- **Task to carry out**:
Show every line below where "index" can be found.

- **Task material**:
PR #233, opened 2018-10-02
[Deprecation fix] `this.sendAction` will be deprecated

raghuvaran:
[RFC](https://github.com/emberjs/rfcs/blob/master/text/0335-deprecate-send-action.md)

### DIFF
--- a/addon/components/vertical-collection/component.js
+++ b/addon/components/vertical-collection/component.js
@@ -155,7 +155,7 @@ const VerticalCollection = Component.extend({
   isEmpty: empty('items'),
   shouldYieldToInverse: readOnly('isEmpty'),
 
-  virtualComponents: computed('items.[]', 'renderAll', 'estimateHeight', 'bufferSize', function () {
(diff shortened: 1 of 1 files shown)


pzuraq:
`vertical-collection@v1.0.0` will continue to support Ember v1, so we cannot remove `this.sendAction` for the time being. When we do get v1.0.0 out the door, we will pivot to creating v2.0.0 which will be a rewrite that drops support for 1.11 and allows us to do this.

raghuvaran:
Ok thanks!

raghuvaran:
I think the tests are using `Ember.evented` style for testing `action` invocation. Since `action` here is not a closure function, tests are timing out.

https://github.com/html-next/vertical-collection/blob/b76811e2bdfa0d947b55b343872a35379744a3a5/tests/integration/scroll-test.js#L52-L77

efx:
It looks like this was already fixed in #248. Can we close this PR?
https://github.com/html-next/vertical-collection/commit/e2b6f83cb0d2e0f07e3ffe60c124657f886b9196

PR #244, opened 2018-11-12
Fix sendAction() deprecation

fpauser:
...by calling lastReached, firstReached, lastVisibleChanged and firstVisibleChanged actions directly.


pzuraq:
Hey @fpauser, there is actually another PR open that’s attempting to do this as well. The issue is that VC’s support matrix for v1 includes versions of Ember which do not support closure actions.

It should be possible to use`ember-compatibility-helpers` To detect support for closure actions, which is what the other PR does, but then we have to update our test suite which only uses string actions. Happy to provide guidance for that!

efx:
This is the other PR for anyone interested: https://github.com/html-next/vertical-collection/pull/233

PR #253, opened 2019-04-02
chore: use Node 8 as default

cyril-sf:
Node 6 is EOL in April 2019


cyril-sf:
@runspired @pzuraq It looks like the build is passing. It will also fix the broken build in master.

pzuraq:
👍

PR #257, opened 2019-04-23
[CHORE] Fix the build

cyril-sf:
- Use assign from ember-assign-polyfill instead of Ember.merge
This will remove many deprecation warnings raised in the test environment. It seems like it makes Travis fail to read the result of the tests otherwise.

Screen Shot 2019-04-23 at 8 51 44 AM

- Rename index to itemIndex in `number-slide`
I haven't tracked down the problem but it seems like Ember thinks that
`{{index}}` inside the `number-slide` component is not the property but the template
for the `index` route.
I doubt this is a bug with `vertical-collection`.

### DIFF
--- a/package.json
+++ b/package.json
@@ -61,6 +61,7 @@
   "devDependencies": {
     "bootstrap": "~3.3.5",
     "broccoli-asset-rev": "^3.0.0",
+    "ember-assign-polyfill": "^2.6.0",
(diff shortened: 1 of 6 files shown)


cyril-sf:
@pzuraq @runspired Can you take a look?

pzuraq:
Thanks for tracking these down man! Really appreciate it 😄

PR #258, opened 2019-04-23
Chore: Use Babel 7

### LINKED ISSUE #229: Support ember-cli-babel 7
When trying to use with `ember-cli-babel` `7.*` I see the following build error:

```
Build Error (broccoli-persistent-filter:Babel > [Babel: Modules for Templates]) in @html-next/vertical-collection/components/vertical-collection/template.js

Requires Babel "^7.0.0-0", but was loaded with "6.26.3". If you are sure you have a compatible version of @babel/core, it is likely that something in your build process is loading the wrong version. Inspect the stack trace of this error to look for the first entry that doesn't mention "@babel/core" or "babel-core" to see what is calling Babel. (While processing preset: "/some/directories/here/node_modules/@babel/preset-env/lib/index.js")
```

h2blake:
Closes #229


index.js
```diff
@@ -108,17 +94,9 @@ module.exports = {
     const opts = {
       loose: true,
       plugins,
-      postTransformPlugins: [StripClassCallCheckPlugin],
-      exclude: [
-        'transform-es2015-block-scoping',
-        'transform-es2015-typeof-symbol'
```
h2blake: do we need `@babel/plugin-transform-typeof-symbol` here?

pzuraq:
This will probably be need a rebase on top of the work done by @cyril-sf to fix the build, could help solve these problems

rwwagner90:
@h2blake would you mind resolving the conflicts on this please?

- **Your solution**:
- Rename index to itemIndex in `number-slide`
`{{index}}` inside the `number-slide` component is not the property but the template
for the `index` route.
Requires Babel "^7.0.0-0", but was loaded with "6.26.3". If you are sure you have a compatible version of @babel/core, it is likely that something in your build process is loading the wrong version. Inspect the stack trace of this error to look for the first entry that doesn't mention "@babel/core" or "babel-core" to see what is calling Babel. (While processing preset: "/some/directories/here/node_modules/@babel/preset-env/lib/index.js")
index.js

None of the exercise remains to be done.